適正な漁獲量を明らかにして、島の春トビ漁の復活を目指す
水産試験場八丈分場 堀井善弘
背景と目的
かつて数百万尾以上も漁獲されていた「ハマトビウオ」は、1980年代後半から不漁期に入り、1990年には漁獲尾数0尾を記録するなど、壊滅的な状態になりました。(図1)。
最近、資源の回復の兆しがみえてきたのに伴い、東京都では従来の操業の許可制や隻数の制限による資源管理に加え、新たに年間の漁獲の「最高限度数量目標」を設定して、計画的に資源の回復を図ろうとしています。
数量目標の設定には、その根拠となる科学的データが不可欠です。本研究では、漁獲量情報や魚体測定データ等を基に定量的な解析を行い、島周辺に毎年来遊してくる資源尾数や資源が回復可能な適正漁獲尾数(生物学的許容漁獲量=ABC)を求め、行政施策に必要な科学的裏付けデータを提供することを目的に取り組みました。
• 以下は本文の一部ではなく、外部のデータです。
PR #1380, opened 2021-08-10
release schema: Add Document.languages, deprecate Document.language

### LINKED ISSUE #930: Publishing a document available in multiple languages
Afghanistan has two official languages, and may therefore want to publish a document that is available in both languages at the same URL e.g. contracts. 

However, `document.language` is a string rather than an array of strings. 

For options now, @duncandewhurst suggested these alternatives:
- If one language is the primary language in any sense, then put this in the `.language` field and explain in the publication policy and/or `.description` field that the document is also provided in the secondary language.
- Add two entries to the `.documents` array, one for each language.

For the future, @jpmckinney suggested that one approach to avoid having two entries for the same document is to add `.languages` (array) and deprecate `.language` (string).

See also: CRM-5197.

duncandewhurst:
Closes #930


mrshll1001 (approved):
All looks well, simple changes and couldn't spot any glaring errors.

yolile:
@duncandewhurst I think that we should update all the JSON examples that use `document.language`, as part of this PR

docs/history/changelog.md
```diff
@@ -125,12 +125,14 @@ Per the [normative and non-normative content and changes policy](https://docs.go
...
     * `contracts.estimatedValue`
   * [#1372](https://github.com/open-contracting/standard/pull/1372) `Address.country`
+  * [#1380](https://github.com/open-contracting/standard/pull/1380) `Document.languages`
 
 * Deprecate some fields:
   * [#1200](https://github.com/open-contracting/standard/pull/1200) `tender.submissionMethod`, because all codes from the `submissionMethod` codelist are deprecated.
   * [#1296](https://github.com/open-contracting/standard/pull/1296) `tender.eligibilityCriteria` in favor of the new `tender.exclusionGrounds` field, in order to use more common terminology and improve semantics. 
   * [#1372](https://github.com/open-contracting/standard/pull/1372) `Address.countryName` in favor of the new `Address.country` field, to promote standardized country codes instead of non-standardized country names.
   * [#1389](https://github.com/open-contracting/standard/pull/1389) `initiationType`, because the approach to data modelling that it supports was not pursued.
+  * [#1380](https://github.com/open-contracting/standard/pull/1380) `Document.language` in favor of the new `Document.languages` field, in order to support documents that contain multiple languages.
```
```suggestion
  * [#1380](https://github.com/open-contracting/standard/pull/1380) `Document.language` in favor of the new `Document.languages` field, to support documents in which multiple languages are used.
```

schema/release-schema.json
```diff
@@ -1111,7 +1124,11 @@
             "null"
           ],
           "codelist": "language.csv",
-          "openCodelist": true
+          "openCodelist": true,
+          "deprecated": {
+            "description": "This field is deprecated in favor of `languages` in order to support documents that contain multiple languages.",
```
```suggestion
            "description": "This field is deprecated in favor of `languages`, to support documents in which multiple languages are used.",
```

schema/release-schema.json
```diff
@@ -1103,6 +1103,19 @@
           "codelist": "mediaType.csv",
           "openCodelist": true
         },
+        "languages": {
+          "title": "Languages",
+          "description": "The languages of the linked document, from the open [language](https://standard.open-contracting.org/{{version}}/{{lang}}/schema/codelists/#language) codelist. A [BCP47 language tag](https://www.w3.org/International/articles/language-tags/) is allowed, if there is a user need for the additional information.",
```
```suggestion
          "description": "The languages used in the document, from the open [language](https://standard.open-contracting.org/{{version}}/{{lang}}/schema/codelists/#language) codelist. A [BCP47 language tag](https://www.w3.org/International/articles/language-tags/) is allowed, if there is a user need for the additional information.",
```

jpmckinney (commented):
Agree with Yohanna on updating examples. If the field is irrelevant to the example, I prefer to delete it, since it's just extra content a reader then needs to skip over.

duncandewhurst:
I reviewed all the markdown files in the documentation for references to document language in JSON examples and I couldn't find any examples to which the language specifically is relevant.

There is one markdown file which includes references to documents in JSON examples: `docs/guidance/build/change_history.md`, which expands the `tender.documents` array in the following examples:

- `docs/examples/tender.json`
- `docs/examples/records/tender.json`
- `docs/examples/tenderUpdate.json`
- `docs/examples/records/tenderUpdate.json`

Each JSON file contains a fully-populated `Document` object, but the text in the markdown file only mentions links to documents. Should we remove all but the `url` and `id` properties, since the other properties aren't relevant to change history, or should we keep them to show good practice of populating the other document fields and not just providing a URL?

jpmckinney:
We can keep those as-is. Having just `id` and `url` would not be a good implementation.

My earlier comment was specifically about `language`, since it is just metadata about the document – it is not especially informative in terms of the contracting process, so it doesn't need to appear in most cases.

duncandewhurst:
I've removed `language` from the examples to which it isn't relevant and updated it to `languages` elsewhere, with the exception of the examples that will be removed in https://github.com/open-contracting/standard/issues/1408 (`extended.json`, `minimal_updates/award.json`, `minimal_updates/tender.json` and minimal_updates/tenderUpdate.json`).

jpmckinney:
There were many files in which `language` wasn't updated. I simply removed both `languages` and `language` as there is no example to which it is relevant.

jpmckinney:
Hmm, nevermind - those might have been the top-level language field. Anyway, it will not be missed.

jpmckinney (approved):

duncandewhurst:
Yes, most examples had one or more top-level `language` fields. For the remaining occurrences, I was following your suggestion to leave the examples in which the `Document` object is referenced as-is, with the exception of updating to use `languages` rather than `language`.

PR #1382, opened 2021-08-10
Order JSON Schema keywords

jpmckinney:
I explain the preferred order in the comments in the sort_keywords function.

No changelog entry as re-ordering keywords is not a normative change.


yolile (approved):

jpmckinney:
To resolve a conflict, I reverted, committed only the management command, merged with 1.2-dev, and then ran the pre-commit command. So, nothing will have changed - the merge was just easier to resolve this way without error.

jpmckinney:
Hmm, merging this will conflict with several open PRs. I'll leave it open until they are merged. Then, I can do the same as I did before (revert, run pre-commit, commit).

duncandewhurst:
Adding blocked label, as I guess we'll want to do this once all other PRs are merged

写真1 ハマトビウオ Cypselurus pinnatibarbatus japonicus
成果の概要
1.チューニングVPA解析による資源尾数の推定
1980年以降の漁業情報データや魚体測定データを集計し、ハマトビウオ用に改変した資源解析プログラムを用いて伊豆諸島海域のハマトビウオ資源尾数を算出しました(図2)。その結果、漁獲尾数の減少した80年代後半には、同様に資源尾数も激減していることが明らかになり、漁獲尾数が増加傾向を示した 1996年以降、資源尾数も数百万尾から1千万尾台に回復してきていることを確認しました。しかし、資源尾数の年変動は大きく、資源の回復を安定した持続的なものにするには、適切な資源管理の必要性が示峻されました。
2.資源管理目標に対応した適正漁獲尾数の算出
現在の漁業生産活動を維持しながら資源の回復を図るという資源管理目標を設定し、適正漁獲尾数を算出しました。資源回復の目標期間を5年間としてノンパラメトリックアプローチ法でシュミレーションを行なった結果、資源を最大限利用した場合の漁獲率として0.2が得られました。(図3、図4)。2000年の資源尾数をもとに再生産関係から求めた2001年の初期資源尾数と得られた漁獲率から2001年の適正漁獲量は、265,771尾(上限775,994 尾、下限120,661尾)と推定されました。
今回の解析結果を生態調査等で得られた知見と併せて「ハマトビウオ資源評価票」として取りまとめ、東京都TAC協議会に報告し、平成13年の「最高限度数量目標」の策定に反映しました。